(Data for this task):

──────────────────────────────

PR #2667, opened 2023-10-09
filters/ratelimit: apply ratelimitFailClosed regardless of the position in the route

AlexanderYastrebov:
ratelimitFailClosed is a route-wide configuration filter so it should apply to all ratelimit filters regardless of its position. 

PR consists of two commits: first refactors tests to simplify and allow routes with multiple filters and second makes ratelimitFailClosed apply regardless of the position in the route.

### DIFF
--- a/docs/reference/filters.md
+++ b/docs/reference/filters.md
@@ -1721,7 +1721,7 @@ As of now there is no negative/deny rule possible. The first matching path is ev
 
 ### Open Policy Agent
 
-To get started with [Open Policy Agent](https://www.openpolicyagent.org/), also have a look at the [tutorial](../tutorials/auth.md#open-policy-agent). This section is only a reference for the implemented filters. 
+To get started with [Open Policy Agent](https://www.openpolicyagent.org/), also have a look at the [tutorial](../tutorials/auth.md#open-policy-agent). This section is only a reference for the implemented filters.
 
 #### opaAuthorizeRequest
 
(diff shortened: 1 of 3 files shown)


docs/reference/filters.md
```diff
@@ -2255,16 +2255,17 @@ Path("/expensive") -> clusterLeakyBucketRatelimit("user-${request.cookie.Authori
 
 ### ratelimitFailClosed
 
-This filter changes the failure mode for rate limit filters. If the
-filter is present, infrastructure issues will lead to rate limit.
+This filter changes the failure mode for all rate limit filters of the route.
+By default rate limit filters fail open on infrastructure errors (e.g. redis is down).
```
gerkenv, line 2259:
```suggestion
By default rate limit filters fail open on infrastructure errors (e.g. redis is down), i.e request passes through.
```

szuecs:
@AlexanderYastrebov I think my intention was to have it as it was done. Not position independent for the route, because it would be weird from reading eskip. Don't you think so?

AlexanderYastrebov:
@szuecs Yeah, I understand, but is there a usecase to apply it only for the rest of the filter chain? If e.g. redis fails it likely fails for all filters in the chain.
I think by making it position-independent along with clarified docs we would make it less error-prone.

> it would be weird from reading eskip

We already have position independent filters, e.g. tracingTag, fadeIn, consistentHashKey, etc

szuecs:
:+1:

szuecs:
@AlexanderYastrebov should we formulate this out as expectation for the user, how a "config" filter will work?
Maybe it's the time to write it down that "config" filters will change all filters of a route.
wdyt?

AlexanderYastrebov:
:+1:

PR #2669, opened 2023-10-10
filters/auth: document forwardToken key sorting

AlexanderYastrebov:
Add a note that forwardToken JSON value has sorted keys and can be used as a ratelimit key.


szuecs:
:+1:

MustafaSaber:
👍

AlexanderYastrebov:
This was intended for internal usecase which was solved differently by means of
```
Path("/foo") 
-> setContextRequestHeader("X-Uid", "auth-user")
-> clusterClientRatelimit("foo", 10, "1m", "X-Uid")
-> dropRequestHeader("X-Uid")
```

Decided not to proceed with documenting this as tokeninfo array fields may have undefined and non-stable order.

PR #2645, opened 2023-10-04
Get inflight requests number from endpointregistry instead of endpoint metrics

RomanZavodskikh:
Get inflight requests number from endpointregistry instead of endpoint metrics

PR #2673, opened 2023-10-12
Do not use endpointregistry in the hotpath

RomanZavodskikh:
The performance of endpointregistry under circumstances of high concurenncy is the very discussable topic, it does not seem to work perfectly at the moment.


szuecs:
:+1:

AlexanderYastrebov:
:+1:

bocytko:
Could you also reference the commit & version that introduced this change?

szuecs:
@bocytko it was https://github.com/zalando/skipper/pull/2645

PR #3043, opened 2024-04-26
proxy: use proxy tracing setTag helper

AlexanderYastrebov:
Use setTag helper to enable tag exclusion

This is follow up fix for #3039


szuecs:
:+1:

AlexanderYastrebov:
:+1:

──────────────────────────────

Out of the records above, pull the lines that include the word "tutorials".

-To get started with [Open Policy Agent](https://www.openpolicyagent.org/), also have a look at the [tutorial](../tutorials/auth.md#open-policy-agent). This section is only a reference for the implemented filters. 
+To get started with [Open Policy Agent](https://www.openpolicyagent.org/), also have a look at the [tutorial](../tutorials/auth.md#open-policy-agent). This section is only a reference for the implemented filters.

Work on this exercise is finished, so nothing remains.